するとマヤノが座り込み、地面に何かを書く。
「マヤノ、何をしているんだ?」
「お絵描き! きっと準備に時間がかかるだろうから、それまでの暇潰し」
「おい、人の土地でそんなことをしたらいけないだろう!」
人の土地で勝手にお絵描きを始める彼女に注意を促す。
「それもそうだね。なら、気付かれ難い場所にするね」
「いや、人目につくかどうかの問題じゃ――」
もう一度注意をしようとすると、マヤノは俺の言葉に耳を貸さず、そのまま家の裏側へと歩いていく。
きっと今のマヤノに何を言っても意味がないだろう。こうなれば、気付かれないことを祈るしかない。

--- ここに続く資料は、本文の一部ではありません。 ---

PR #1088, opened 2025-06-04
Make MetricsCategory an interface and add default tags

gauravahuja:
This PR implements issue(s) https://github.com/Consensys/maru/issues/97

In this PR:
- Make metrics category an interface instead of an enum. This way services that import metrics package can define their own metrics category.
- Move LineaMetricsCategory enum out of the metrics package
- Add default tags to the Micrometer Metrics Facade. This is useful to set the service version or node id that is common for all metrics being published by the service.

### Checklist

### DIFF
--- a/jvm-libs/linea/core/metrics/src/main/kotlin/net/consensys/linea/metrics/MetricsFacade.kt
+++ b/jvm-libs/linea/core/metrics/src/main/kotlin/net/consensys/linea/metrics/MetricsFacade.kt
@@ -7,18 +7,8 @@ import java.util.function.Supplier
 
 data class Tag(val key: String, val value: String)
 
-enum class LineaMetricsCategory {
-  AGGREGATION,
-  BATCH,
-  BLOB,
-  CONFLATION,
-  GAS_PRICE_CAP,
-  TX_EXCLUSION_API,
-  ;
-
-  override fun toString(): String {
-    return this.name.replace('_', '.').lowercase()
-  }
+interface MetricsCategory {
+  val name: String
 }
 
 interface Counter {
@@ -38,7 +28,7 @@ interface TimerCapture<T> {
 
 interface MetricsFacade {
   fun createGauge(
-    category: LineaMetricsCategory? = null,
+    category: MetricsCategory? = null,
     name: String,
     description: String,
     measurementSupplier: Supplier<Number>,
@@ -46,14 +36,14 @@ interface MetricsFacade {
   )
 
   fun createCounter(
-    category: LineaMetricsCategory? = null,
+    category: MetricsCategory? = null,
     name: String,
     description: String,
     tags: List<Tag> = emptyList(),
   ): Counter
 
   fun createHistogram(
-    category: LineaMetricsCategory? = null,
+    category: MetricsCategory? = null,
     name: String,
     description: String,
     tags: List<Tag> = emptyList(),
@@ -62,14 +52,14 @@ interface MetricsFacade {
   ): Histogram
 
   fun <T> createSimpleTimer(
-    category: LineaMetricsCategory? = null,
+    category: MetricsCategory? = null,
     name: String,
     description: String,
     tags: List<Tag> = emptyList(),
   ): TimerCapture<T>
 
   fun <T> createDynamicTagTimer(
-    category: LineaMetricsCategory? = null,
+    category: MetricsCategory? = null,
     name: String,
     description: String,
     tagKey: String,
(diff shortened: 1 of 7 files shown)


jvm-libs/linea/core/metrics/src/main/kotlin/net/consensys/linea/metrics/MetricsFacade.kt
```diff
@@ -38,22 +28,22 @@ interface TimerCapture<T> {
 
 interface MetricsFacade {
   fun createGauge(
-    category: LineaMetricsCategory? = null,
+    category: MetricsCategory? = null,
```
Filter94: Why do we want to allow `null-s`? I think if we only stick to non-null-s, it's great that `MetricsFacade` enforces a convention to categorize metrics

jvm-libs/linea/metrics/micrometer/src/main/kotlin/net/consensys/linea/metrics/micrometer/MicrometerMetricsFacade.kt
```diff
@@ -17,6 +17,7 @@ import io.micrometer.core.instrument.Timer as MicrometerTimer
 class MicrometerMetricsFacade(
   private val registry: MeterRegistry,
   private val metricsPrefix: String? = null,
+  private val defaultTags: List<Tag> = emptyList(),
```
Filter94: These aren't default, since they're applied to every measurement. These are common tags

jvm-libs/linea/metrics/micrometer/src/main/kotlin/net/consensys/linea/metrics/micrometer/MicrometerMetricsFacade.kt
```diff
@@ -37,26 +38,28 @@ class MicrometerMetricsFacade(
...
     measurementSupplier: Supplier<Number>,
     tags: List<Tag>,
   ) {
-    if (category != null) requireValidMicrometerName(category.toString())
+    if (category != null) requireValidMicrometerName(category.toValidMicrometerName())
     requireValidMicrometerName(name)
     val builder = Gauge.builder(metricHandle(category, name), measurementSupplier)
-    if (tags.isNotEmpty()) {
-      val flatTags = tags.flatMap {
+    if (tags.isNotEmpty() || defaultTags.isNotEmpty()) {
```
Filter94: I think we should reuse this piece of logic for other kinds of metrics

gauravahuja: Done

jvm-libs/linea/metrics/micrometer/src/main/kotlin/net/consensys/linea/metrics/micrometer/MicrometerMetricsFacade.kt
gauravahuja: renamed to commonTags

jvm-libs/linea/core/metrics/src/main/kotlin/net/consensys/linea/metrics/MetricsFacade.kt
gauravahuja: Made it non null, had to provide the category in some places where it wasn't provided.

jvm-libs/linea/metrics/micrometer/src/main/kotlin/net/consensys/linea/metrics/micrometer/MicrometerMetricsFacade.kt
```diff
@@ -37,74 +38,64 @@ class MicrometerMetricsFacade(
...
   init {
     if (metricsPrefix != null) requireValidMicrometerName(metricsPrefix)
+    commonTags.forEach { requireValidMicrometerName(it.key) }
   }
 
-  private fun metricHandle(category: LineaMetricsCategory?, metricName: String): String {
+  private fun metricHandle(category: MetricsCategory, metricName: String): String {
     val prefixName = if (metricsPrefix == null) "" else "$metricsPrefix."
-    val categoryName = if (category == null) "" else "$category."
+    val categoryName = "${category.toValidMicrometerName()}."
```
Filter94, line 46: Nit: I think it's more logical to move the dot to the pattern string below. `categoryName` defines the name, the string defines the pattern.

jvm-libs/linea/metrics/micrometer/src/main/kotlin/net/consensys/linea/metrics/micrometer/MicrometerMetricsFacade.kt
Filter94: I meant that we should reuse this piece of code. Would something like this be worth it?

```
private inline fun <T> applyTagsIfNotEmpty(
    builder: T,
    tags: List<Tag>,
    crossinline tagsApplier: T.(Array<out String>) -> T
  ): T = flattenTags(tags).takeIf { it.isNotEmpty() }?.let { builder.tagsApplier(it.toTypedArray()) } ?: builder
```

And you call it like 
```
applyTagsIfNotEmpty(builder, tags) { tags(*it) }
```

Filter94 (dismissed):

julien-marchand (approved):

騎士爵様たちの準備を待ってから30分ほど経った頃、お絵描きに飽きたのか、マヤノがこちらに戻って来る。
「本当に気付かれないところに書いたのだろうな?」
「もちろんだよ! なら、確認してみる?」
胸の前で腕を組み、堂々とした佇まいで自信満々にマヤノが答える。
それと同時に家の扉が開き、騎士爵様たちが外に出た。彼らは大きなリュックを背負っており、相当な荷物であることが窺える。
「お待たせしました。それでは出発しましょう」
タイミング悪く、騎士爵様たちが出て来たな。今から裏に回れば不審に思われるかもしれないし、マヤノが上手く隠せていることを祈るとするか。
「分かりました。では、馬車の手配をしましょう」
「それなのですが、良ければ徒歩にしませんか? この子が最近運動不足なので、歩かせたいのですよ。
騎士爵様がヘイオー君の肩を掴む。
まぁ、俺たちは依頼される側だからな。依頼者の要求はなるべく聞く必要がある。
「分かりました。では、徒歩で向かいましょう」
徒歩で歩くことを決め、俺たちは町を出ると岬の小屋へと向かう。
岬の小屋に向けて森の中を歩き、かれこれ1時間が経った頃。
「見つけたぞ!」
「殺して身包みを剥いでやろうじゃないか!」
この森を縄張りにしている野盗が現れ、得物を振り回しながら俺たちに接近してきた。